NEW YORK, July 3, 2026, 05:03 EDT
- U.S. equity markets shut Friday for the Independence Day holiday.
- Nvidia closed Thursday at $194.83, dropping 1.39% on the day. That’s still up 1.2% from where shares finished last Friday.
- Two named Nvidia cloud partners are targeting up to 210,000 GPUs. Firmus says its offtake deal values each planned accelerator between $147,000 and $176,000 over six years.
NVIDIA Corporation NASDAQ:NVDA heads into the extended U.S. holiday with shares that outperformed the chip sector overall but are still held back by Wall Street’s latest concern: how much future sales will come from customers relying on Nvidia-funded infrastructure. Nasdaq will be closed July 3 for Independence Day observed. Regular trading hours are 9:30 a.m. to 4 p.m. Eastern.
Nvidia ended Thursday at $194.83, off 1.39%, with 142.4 million shares traded. That’s 17.6% under its May 14 peak of $236.54. The after-hours quote was $194.43.
The clearer take is to look at week-on-week numbers. Nvidia climbed 1.2% since the June 26 close. Invesco QQQ Trust Series 1 NASDAQ:QQQ gained 0.9%. VanEck Semiconductor ETF NASDAQ:SMH dropped 3.2%. The table is based on Thursday closes, with June 26 as the starting point.

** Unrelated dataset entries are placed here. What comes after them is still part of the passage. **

PR #3948, opened 2026-09-10
fix(claude): cap re-anchored cache_control at the 4-marker budget and keep single-object content turns

### LINKED ISSUE #3795: 400 "A maximum of 4 blocks with cache_control may be provided. Found 5." — anchorClaudeCache adds a 5th marker when the client already sent 4

n1klaus:
Fixes two request-translation defects on the Claude legs. Fixes #3795 (cache budget leg).

## Problem 1: cache_control budget overflow (#3795)

Anthropic's Messages API allows **at most 4 blocks carrying `cache_control` per request**. When the client has already spent its marker budget, 9Router's re-anchoring added one more breakpoint — the last system block, the last cacheable tool, the last assistant turn — and the request was rejected:

```json
 "message":"A maximum of 4 blocks with cache_control may be provided. Found 5."}}
```

As #3795 documents, the 400 is non-retryable, but the failure path treats it as an account problem, so the same malformed body is retried across the whole pool (`ACC:… UNAVAILABLE → NEXT ACCOUNT`) until every account locks. In one 3,000-line window the reporter counted 52 rejections and 52 account-unavailable lines.

### Fix

`anchorClaudeCache` (passthrough, runs last after every reshaping step) now, in order:

1. **Strips invalid markers** — a `defer_loading: true` tool carrying `cache_control` is rejected by Anthropic outright (#3567); it is cleaned regardless of budget.
2. **Prunes over-budget bodies** — a client body already carrying more than 4 markers is a guaranteed 400; the router now keeps the last 4 breakpoints (tail-most dominate for cache hits once the conversation moves past the earlier ones) and strips the rest, instead of forwarding it untouched.
3. **Guards re-anchoring** — at exactly 4 the client has spent the whole budget, so a 5th marker guarantees a 400 while skipping re-anchoring costs nothing: every marker the client placed is itself a valid cache breakpoint. The count runs after single-object normalization so a bare-object marker can never be missed or survive into it.

## Problem 2: single-object content turns are dropped

The Messages API content field accepts `string | array of blocks`; some clients send a **single bare block object** (`content: {type: "text", …}`) instead of a one-element array. On every leg that reads or reshapes messages, such a turn was dropped or corrupted:

- `hasValidContent()` returned `false` for bare objects → `prepareClaudeRequest` filtered the turn out of the conversation entirely
- the mid-conversation-system fold in `normalizeClaudePassthrough` assumes array-shaped neighbors → a bare-object message folded with a system reminder was zeroed to `content: []`
- `convertClaudeMessage` (claude→openai) skipped bare-object content — including **bare-object system reminders**: the system-role branch ran before the normalization, so `systemReminderText` read the bare object as empty and the turn vanished

Result: silent conversation-turn loss — history holes the client never sees.

### Fix

New `normalizeMessageContent(msg)` wraps bare-object content as a one-element array and strips any client-placed `cache_control` from it (a bare-object marker must never survive normalization). Applied in order:

1. in `normalizeClaudePassthrough`, **before** the mid-conversation-system fold (the fold assumes arrays)
2. in `anchorClaudeCache`, **before** the budget guard (so the count sees real array-block markers only)
3. in `prepareClaudeRequest`, before the cache_control-removal pass
4. in `convertClaudeMessage` (claude→openai leg), **before the role branch** so system reminders fold correctly

Messages already using array content keep their structure and ordering. `hasValidContent` also gained a bare-object branch so a single-object turn is kept wherever messages are filtered.

## Combined behavior

A request combining both defects — the marker budget spent AND a single-object turn carrying a client marker — keeps the turn, normalizes it to a one-element array, removes its marker, and adds no marker past the four-marker limit. An over-budget body (5 markers) is pruned to the last four; a deferred tool never keeps a marker under any budget.

## Tests

`tests/unit/claude-cache-budget-single-object.test.js` — 11 unit tests, 27 assertions, covering: budget-exhausted body never emits >4 markers; single-object turn normalized + anchored in passthrough; single-object turn kept with its marker stripped in `prepareClaudeRequest`; no turn dropped for single text objects; re-anchoring the last assistant turn when it uses single-object content; marked single-object turn kept while budget is spent; single-object turns kept on the claude→openai leg (incl. image blocks); bare-object user turn folded correctly with a mid-conversation system message; **5-marker body pruned to 4**; **deferred tool marker stripped at full budget**; **bare-object system reminder kept on the claude→openai leg**.

Run: `cd tests && npx vitest run unit/claude-cache-budget-single-object.test.js` → 11/11 pass. The wider suite's failing tests were verified identical at clean master (pre-existing rot, e.g. 4 in `tests/__baseline__/known-fails.txt`) — zero regressions from this change.

## Relationship to open PR #3861

#3861 also guards against the 4-marker overflow (#3795, cache-cap section) with per-site `countCacheControlBlocks(body) < 4` checks. This PR additionally: normalizes single-object content (not covered by #3861 or #3795), cleans invalid defer_loading markers, prunes over-budget bodies instead of passing them through, and keeps the budget guard as a single early return after normalization. Happy to rebase whichever lands second.


decolua:
Thanks @n1klaus for the contribution! Reviewed and merged into master. 🙏

Reviewed the two fixes and verified both against the current tree. The cache-budget guard reproduces cleanly on the passthrough leg (client sends 4 markers, the re-anchor emitted a 5th), and the single-object turn loss is confirmed on the claude→openai leg — a bare-object assistant turn and a bare-object system reminder were both dropped.

Two adjustments went in with the merge:

- The budget guard ran before the head anchors, so a spent budget left the last system block and last cacheable tool on the 5m default rather than the 1h TTL the rest of the file uses. The anchors now run first, preserving the existing cache policy on exactly the requests that already cache hardest.
- The over-budget trim kept the last four markers in document order, which drops the head anchors first — they lead document order. The trim now holds the anchors and fills the remaining slots from the tail of the messages.

Two tests were added covering the 1h anchors at a spent and an over-budget state; both fail without the change. Full suite shows no regressions.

| Security | Thursday close | Thursday move | Change from June 26 close | What it says |
|---|---|---|---|---|
| NVIDIA Corporation NASDAQ:NVDA | $194.83 | -1.39% | +1.2% | NVIDIA kept its gains from last Friday even with chip names down |
| Invesco QQQ Trust Series 1 NASDAQ:QQQ | $712.60 | -1.73% | +0.9% | Large tech names dropped Thursday but are still up on the week |
| VanEck Semiconductor ETF NASDAQ:SMH | $592.29 | -4.54% | -3.2% | Semiconductors saw heavier selling continue |
Nasdaq Composite lost 0.8% Thursday and the Philadelphia Semiconductor Index tumbled 5.4%, Reuters reported, though the Dow still finished at an all-time high. Bruce Zaro at Granite Wealth Management said investors were probably “taking profits in chip stocks” after their strong run. Adam Sarhan, chief at 50 Park Investments, said softer jobs data “takes the pressure off the Fed” for now. Reuters
Nvidia is shifting its focus to contract density, saying this week it will let AI cloud firms get its infrastructure via a revenue-sharing and credit-support model. The company gets its typical product revenue, but also takes a cut of the cloud revenue from supported capacity. Colette Kress and Raj Mirpuri said new AI firms have faced “limited access to capital-intensive infrastructure.” Nvidia says the deal setup builds a “recurring, usage-linked earnings stream.” NVIDIA Blog
| Partner | Market status | Stated Nvidia-linked capacity | Revenue or funding data | Implied investor read |
|---|---|---|---|---|
| SharonAI Holdings Inc. NASDAQ:SHAZ | Public | Up to 40,000 Grace Blackwell GB300 GPUs | $1.6 billion private placement; AI factory total 132 MW, 102 MW already contracted | Backed growth, but stock risk for partner stands out |
| Firmus Technologies | Private | Up to 170,000 Nvidia AI accelerators; 360 MW Batam campus | $25 billion to $30 billion in offtake lined up for first six years | Works out to about $147,000-$176,000 per planned accelerator |
| Named early partners combined | Mixed | Up to 210,000 GPUs/accelerators | Nvidia cloud revenue share hasn’t been released | Big GPU count, but investors still watching revenue delivery |
Firmus said its deal with Nvidia runs to 2034. The partnership includes accelerators for Grace-Blackwell, Vera-Rubin and Vera platforms into 2027 and 2028. “AI-native companies need scalable, energy and cost-efficient compute infrastructure to compete globally,” said co-CEO Tim Rosenfield. Firmus
SharonAI plans to use the $1.6 billion it raised to fund its six-year compute partnership with Nvidia. Co-founder and CEO James Manning said demand for GPU compute is still “significantly outpacing supply.” Sharon AI
This makes a difference for Nvidia holders, since the model shifts focus from just chip shipment numbers to include factors like utilization, customer credit, and how much revenue comes from the cloud. The breakdown hasn’t been made public. Nvidia finished Thursday with a market cap near $4.75 trillion, pricing the stock at about 29.7 times earnings using current data.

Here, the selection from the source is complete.